Since the protocol buffer uses a lot of varint coding, Igithub.com/golang/protobuf/protoIn the library, a go language implementation method is found to encode and decode the data in varint, and the above-mentioned varint coding process is completed by bit operation in the code.

const maxVarintBytes = 10 // maximum length of a varint

//Returns the byte stream after varint type encoding
func EncodeVarint(x uint64) []byte {
    var buf [maxVarintBytes]byte
    var n int
    //The following coding rules need to be understood in detail:
    //1. The highest bit of each byte is the reserved bit. If it is 1, it indicates whether the next byte belongs to the current data. If it is 0, it is the last byte of the current data
    //Look at the following code. Since the highest bit of a byte is the reserved bit, only the following 7bits can save data in this byte
    //Therefore, if x > 127, the data needs to be saved larger than one byte, so the highest bit of the current byte is 1. See buf [n] = 0x80 |
    //0x80 indicates that the highest position of this byte is 1, and the following X & 0x7F is to obtain the lower 7-bit data of X, so the overall meaning of 0x80 | uint8 (X & 0x7F) is
    //The highest bit of this byte is 1, which means this is not the last byte, and the last 7 is the official data! Note that x > > = 7 should be set before the next byte is operated
    //2. If x < = 127, then x can be represented by 7bits now. Then the highest bit does not need to be 1, and it's ok if it's directly 0! So the last one is buf [n] = uint8 (x)
    //If the data is larger than one byte (127 is the maximum data of one byte), then continue, i.e. add 1 to the highest bit
    for n = 0; x > 127; n++ {
        //X & 0x7F means to take out the lower 7bit data, and 0x80 means to add 1 to the highest bit
        buf[n] = 0x80 | uint8(x&0x7F)
        //Move 7 bits to the right to continue the following data processing
        x >>= 7
    //Last byte data
    buf[n] = uint8(x)
    return buf[0:n]
  • 0x7FThe binary representation of is0111 1111, sox & 0x7FAnd operation, getxThe last seven bit bits of binary representation (the previous bit bits are discarded by doing bit and operation with 0)
  • 0x80The binary representation of is1000 0000, so0x80 | uint8(x&0x7F)It is to add 1 (MSB) before the last 7 bits of the extracted X

Decoding implementation

Decoding is the reverse process of coding. It can also be quickly and effectively completed by bit operation. It is not difficult to understand it by combining the following code notes and deducing it on paper again.

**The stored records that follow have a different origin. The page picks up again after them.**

PR #248, opened 2019-08-28
[Alex Koh Nan Yu] Duke Increments

alxkohh:
Duke increments


src/main/java/Storage.java
```diff
@@ -0,0 +1,82 @@
...
+                    sb.append(list.get(i).toTextFileString());
+                } else {
+                    sb.append(list.get(i).toTextFileString());
+                    sb.append("\n");
+                }
+            }
+            String content = sb.toString();
+            writeToFile(content);
+        } catch (IOException e) {
+            System.out.println("Something went wrong: " + e.getMessage());
```
seahlynn, line 100: Perhaps you can catch IOException and deal with it by throwing a DukeEception (like you did in the load() function above! So all the errors thrown during the execution of the program can be standardised to DukeExceptions! Although I don't really see anything wrong with this HAHAHA

src/main/java/Storage.java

func DecodeVarint(buf []byte) (x uint64, n int) {
    for shift := uint(0); shift < 64; shift += 7 {
        if n >= len(buf) {
            return 0, 0
        b := uint64(buf[n])
    //This is divided into three steps:
        //1: B & 0x7F get the lower 7bits valid data
        //2: (B & 0x7F) < shift because it is a small end sequence, each time a byte data is processed, it needs to move 7bits to the high order
        //3: put the data X together with the current byte data
        x |= (b & 0x7F) << shift
        if (b & 0x80) == 0 {
            return x, n

    // The number is too large to represent in a 64-bit value.
    return 0, 0


The coding and decoding process of varint will be understood here. It will be much easier to understand the coding principle of protocol buffer after understanding the coding principle of varint.